Each step decreases $D_{\mathrm{KL}}(q\|p)$ or $D_{\mathrm{KL}}(p_{\text{data}}\|p_{\boldsymbol{\theta}})$ respectively, guaranteeing convergence to a stationary point.

8.3 The Pythagorean Theorem for KL

Theorem (Pythagorean theorem for I-projections). Let $\mathcal{E}$ be an exponential family (a convex set in mean parameter space) and let $q^* = \arg\min_{q \in \mathcal{E}} D_{\mathrm{KL}}(q \| p)$ be the I-projection of $p$ onto $\mathcal{E}$. Then for any $r \in \mathcal{E}$:

$$D_{\mathrm{KL}}(r \| p) = D_{\mathrm{KL}}(r \| q^*) + D_{\mathrm{KL}}(q^* \| p)$$

This is an exact equality - there is no approximation, unlike the geometric Pythagorean theorem.

Interpretation. The KL distance from any $r$ in the constraint set to the target $p$ decomposes into: (1) the distance from $r$ to the projection $q^*$, plus (2) the distance from the projection to $p$. The "closest" point $q^*$ acts like the foot of a perpendicular. This is called "Pythagorean" because the geometry is orthogonal in the KL sense.

PYTHAGOREAN THEOREM FOR KL


          p  (target distribution, outside set E)
          |
          | D_KL(q* || p)
          |
          q*  r    (all in constraint set E)
            D_KL(r || q*)

    D_KL(r || p) = D_KL(r || q*) + D_KL(q* || p)

    (exact for I-projections onto exponential families)

For AI: The variational inference ELBO maximization is equivalent to minimizing $D_{\mathrm{KL}}(q\|p_{\boldsymbol{\theta}}(\mathbf{z}|\mathbf{x}))$ - an I-projection.

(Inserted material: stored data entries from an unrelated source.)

PR #319, opened 2023-03-07
edit-user: make "userid" an editable field

### LINKED ISSUE #318: can't change uid for users in flux accounting db
If a user gets created in the flux accounting db before they're in the passwd file, they get a default UID of 65534. Once they get added to the passwd file, their UID needs to get changed to the correct value. There isn't an option to do this with `flux account edit-user`. Deleting and re-adding the user doesn't fix it either:
```
[day36@corona81:~]$ flux account view-user sochat1
creation_time    mod_time         active           username         userid           bank             default_bank     shares           job_usage        fairshare        max_running_jobs max_active_jobs  max_nodes        queues           projects         default_project  
1661527388       1661527388       1                sochat1          65534            lc               lc               1                0.0              0.528487         100              1000             2147483647                        *                *                
[day36@corona81:~]$ flux account delete-user sochat1 lc
[day36@corona81:~]$ flux account add-user --username sochat1 --bank lc --shares 1 --max-running-jobs 100 --max-active-jobs 1000 --userid 34633
[day36@corona81:~]$ flux account view-user sochat1
creation_time    mod_time         active           username         userid           bank             default_bank     shares           job_usage        fairshare        max_running_jobs max_active_jobs  max_nodes        queues           projects         default_project  
1661527388       1661527388       1                sochat1          65534            lc               lc               1                0.0              0.528487         100              1000             2147483647                        *                *                
[day36@corona81:~]$ grep sochat1 /etc/passwd
sochat1:x:34633:34633:Vanessa Elizabeth Sochat, +19254243702:/g/g0/sochat1:/bin/bash
[day36@corona81:~]$
```

cmoussa1:
#### Problem

As reported in #318, the "userid" field for a user is not editable in the `association_table`, so when a user is created in the DB before they are in the passwd file, they get a default UID of 65534 with no way to edit it unless they go into a SQLite shell and manually edit the column themselves.

---

This PR adds "userid" as an editable field in the `edit-user` command. It also adds a unit test and a sharness test that confirms that the userid can be edited.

The Pythagorean theorem shows that the ELBO gap is exactly $D_{\mathrm{KL}}(q^*\|p)$ at the optimum - a clean statement of how much information is lost by restricting to the variational family.

8.4 Statistical Manifolds and Natural Gradient

The space of probability distributions over $\mathcal{X}$ forms a statistical manifold with local coordinates given by the natural parameters $\boldsymbol{\eta}$ (for exponential families). The KL divergence induces a Riemannian metric on this manifold called the Fisher information metric:

$$g_{ij}(\boldsymbol{\eta}) = \frac{\partial^2 D_{\mathrm{KL}}(p_{\boldsymbol{\eta}} \| p_{\boldsymbol{\eta}'})}{\partial\eta_i' \partial\eta_j'}\bigg|_{\boldsymbol{\eta}'=\boldsymbol{\eta}} = F_{ij}(\boldsymbol{\eta})$$

where $F(\boldsymbol{\eta})$ is the Fisher information matrix. The Riemannian structure makes the "natural" step size in parameter space match the actual KL distance between distributions.

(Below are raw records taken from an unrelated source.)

PR #320, opened 2023-03-08
`view-*` commands: raise `ValueError` when item cannot be found in flux-accounting DB

### LINKED ISSUE #309: view-user: command succeeds even when user cannot be found
The `view-user` command succeeds even when a user cannot be found in the flux-accounting database, e.g:

```console
bash-4.4$ flux account view-user grondo
User not found in association_table
bash-4.4$ echo $?
0
```

This behavior should be changed to instead return a non-zero exit code.

### LINKED ISSUE #310: bindings: `view-*` commands succeed even when item cannot be found
Related to #309, all of the `view-*` commands "succeed" even when the item cannot be found. In the case of an unknown user, bank, queue, or a project, the corresponding function simply returns a `"<item> was not found in <item_table>"`. These should be changed to instead return a non-zero exit code.

cmoussa1:
#### Background

As mentioned in #309 and #310, the `view-*` commands for flux-accounting still "succeed" even when the item being searched cannot be found in the flux-accounting DB. It's current behavior is just to return a string saying "Item not found in *_table." This behavior should be changed to instead raise an exception.

---

This PR changes the functions called by the various `view-*` commands to instead raise a `ValueError` when an item cannot be found in the flux-accounting database. The error is caught by the flux-accounting service and a message is sent saying, for example:

```console
$ flux account view-user foo
error in view-user: User not found in association_table
```

The respective unit and sharness tests are also slightly changed to account for this new raised exception when a user cannot be found, i.e instead of just checking for string output, checking for a raised `ValueError` in the unit tests and checking that the failed `view-*` commands _do_ fail when an item cannot be found.

Fixes #309
Fixes #310

### DIFF
--- a/src/bindings/python/fluxacct/accounting/bank_subcommands.py
+++ b/src/bindings/python/fluxacct/accounting/bank_subcommands.py
@@ -114,7 +114,7 @@ def view_bank(conn, bank, users=False):
         if rows:
             bank_str = get_bank_rows(cur, rows, bank)
         else:
-            return "Bank not found in bank_table"
+            raise ValueError(f"Bank {bank} not found in bank_table")
 
         # if users is passed in, print out all potential users under
         # the passed in bank
--- a/src/bindings/python/fluxacct/accounting/user_subcommands.py
+++ b/src/bindings/python/fluxacct/accounting/user_subcommands.py
@@ -191,7 +191,7 @@ def view_user(conn, user):
         rows = cur.fetchall()
         headers = [description[0] for description in cur.description]  # column names
         if not rows:
-            return "User not found in association_table"
+            raise ValueError(f"User {user} not found in association_table")
 
         user_str = get_user_rows(headers, rows)
 
--- a/src/cmd/flux-account-service.py
+++ b/src/cmd/flux-account-service.py
@@ -133,6 +133,8 @@ class AccountingService:
             handle.respond(msg, payload)
         except KeyError as exc:
             handle.respond_error(msg, 0, f"missing key in payload: {exc}")
+        except ValueError as val_err:
+            handle.respond_error(msg, 0, f"error in view-user: {val_err}")
         except Exception as exc:
             # fall through to a non-OSError exception
             handle.respond_error(
--- a/src/cmd/flux-account-service.py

Natural gradient. In Euclidean parameter space, gradient descent steps $\boldsymbol{\theta} \leftarrow \boldsymbol{\theta} - \eta\nabla\mathcal{L}$ make steps proportional to the Euclidean metric on $\boldsymbol{\theta}$-space, which does not correspond to any natural metric on distribution space. The natural gradient corrects for this:

$$\tilde{\nabla}\mathcal{L} = F(\boldsymbol{\theta})^{-1}\nabla\mathcal{L}$$

Natural gradient descent converges much faster in problems where the Fisher information is highly non-uniform (i.e., where the Euclidean metric on parameters is poorly calibrated to KL distance on distributions). This is the foundation of K-FAC (Martens & Grosse, 2015), used in second-order optimization of neural networks.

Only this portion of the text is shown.